怒っているのに、身体の奥が先に固まっていた。
拒否反応。
凍りつき反応。
以前なら、そんな名前をつけるのかもしれない。
でも、今は違う。
指はまだ震え、手首も痛む。
それでも、店の音が戻っている。
奥の鍋、女中の足、役人の咳。
張青が押し殺している息。
十字坡が、まだ動いている。
「おい」
役人の一人が、ようやく口を開いた。
「これは、どういう……」
武松がそちらを見た。
それだけで、役人の声が縮む。
「旅疲れだ」
武松は言った。
「酒が回った。
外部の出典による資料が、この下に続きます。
PR #524, opened 2021-10-04
[MST-1099] Fix Flickering in IDV Panel Loading and Inconsistent Panel Loading

MichaelRoytman:
[MST-1099](https://openedx.atlassian.net/browse/MST-1099)

Due to a bug in the way the canVerify React state is being set, when the verified name feature is enabled, the code inconsistently loads either the AccessBlocked panel or the ReviewRequirementsPanel when the learner should be allowed to verify. If the learner is ineligible to complete IDV due to their IDV history (e.g. they already have an approved IDV), and the verified name feature is enabled, the learner should be able to verify and should not see the AccessBlocked panel. This code change fixes this bug.

This code change also fixes flickering that occurs when IDV is loading. This code change also includes some copy fixes.

### DIFF
--- a/src/hooks.js
+++ b/src/hooks.js
@@ -1,0 +1,23 @@
+import { useEffect, useState } from 'react';
+
+// eslint-disable-next-line import/prefer-default-export
+export function useAsyncCall(asyncFunc) {
+  const [isLoading, setIsLoading] = useState();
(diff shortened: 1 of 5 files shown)


alangsto (approved):
LGTM!

PR #527, opened 2021-10-08
[MST-1104] Redirect user to original location after IDV

bseverino:
[MST-1104](https://openedx.atlassian.net/browse/MST-1104)

Allow IDV to store a `next` value from query parameters, which is used to determine where to redirect the user after completing IDV (or failing to enable their camera).

This also fixes an issue where the course ID was being passed in after accessing IDV from a course, but the user wasn't actually being redirected back to said course.

### DIFF
--- a/src/account-settings/name-change/NameChange.jsx
+++ b/src/account-settings/name-change/NameChange.jsx
@@ -69,7 +69,7 @@ function NameChangeModal({
   useEffect(() => {
     if (saveState === 'complete') {
       handleClose();
-      push('/id-verification');
+      push('/id-verification?next=account%2Fsettings');
     }
   }, [saveState]);
 
--- a/src/id-verification/panels/SubmittedPanel.jsx
+++ b/src/id-verification/panels/SubmittedPanel.jsx
@@ -1,4 +1,4 @@
-import React, { useEffect, useContext } from 'react';
+import React, { useContext, useEffect, useState } from 'react';
 import { getConfig } from '@edx/frontend-platform';
 import { sendTrackEvent } from '@edx/frontend-platform/analytics';
 import { injectIntl, intlShape } from '@edx/frontend-platform/i18n';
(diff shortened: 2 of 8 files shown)


src/account-settings/name-change/NameChange.jsx
```diff
@@ -69,7 +69,7 @@ function NameChangeModal({
   useEffect(() => {
     if (saveState === 'complete') {
       handleClose();
-      push('/id-verification');
+      push('/id-verification?next=account%2Fsettings');
```
MichaelRoytman, line 72: Could you use `encodeURIComponent` here instead? I don't think we should hardcode the URL encoded slash.

src/id-verification/tests/IdVerificationPage.test.jsx
```diff
@@ -41,22 +41,8 @@ describe('IdVerificationPage', () => {
...
-        </IntlProvider>
-      </Router>
-    )));
-    expect(sessionStorage.setItem).toHaveBeenCalledTimes(0);
-  });
-
-  it('does not store empty course_id', async () => {
-    history.push('/?course_id=');
+  it('decodes and stores course_id', async () => {
+    history.push('/?course_id=course-v1%3AedX%2BDemoX%2BDemo_Course');
```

飯を食って、先へ行く」
「し、しかし」
「騒げば遅れる」
役人は口を閉じた。
強い――
声を荒げていない。
理屈を並べてもいない。
ただ、その場の筋を一本にしてしまう。
本来、それは店の主がやることだ。
場を決めるのは、アタイの役目だ。
それを武松に先に取られた。
負けがまた一つ増える。
嫌だねェ……
帳面につけたくない負けほど、よく残る。
女中が湯を運んできた。
手は震えているが、盃は落とさない。
よし――
アタイは短く頷いた。
「饅頭は下げな」
女中の目が、一瞬だけ泳いだ。
武松がこちらを見る。
「食わせぬのか?」
「今のあんたには合わないよォ」
「何の肉だ?」
「聞いて楽しいかい?」
「楽しくはない」
「なら聞くな」
張青が小さく咳をした。
止めたかったのだろう。
けれど、武松は怒らなかった。
「では、何を出す」
「粥だねェ」
アタイは奥へ声を投げた。
「湯を多めに。塩は薄く。役人方の胃を起こす。武松には肉を焼きな。変な細工はするんじゃないよォ」
奥から返事があった。
武松の目が、少しだけ変わる。
「俺には肉か」
「虎を食った男に粥だけ出したら、十字坡の名折れだろォ」
「虎は食っていない」
「そうなのかい?」
「打っただけだ」
「なら今日は肉を食いな。虎じゃないけどねェ」
張青が、また咳をした。
今度は少し笑いを噛んでいた。
この男――
笑ってる場合か……
でも、店の空気が動いた。
固まっていた女中の肩が下がる。
役人が湯を啜る。
床の酒の匂いが、火の匂いに押されて薄くなる。
死ぬ流れじゃない。
それだけは分かる。
武松は卓のそばに座った。
手枷の鎖が、木の端に当たって鳴る。
その音で、また手首が痛んだ気がした。
アタイは椅子へ戻らなかった。
戻れないんじゃない。
戻らない。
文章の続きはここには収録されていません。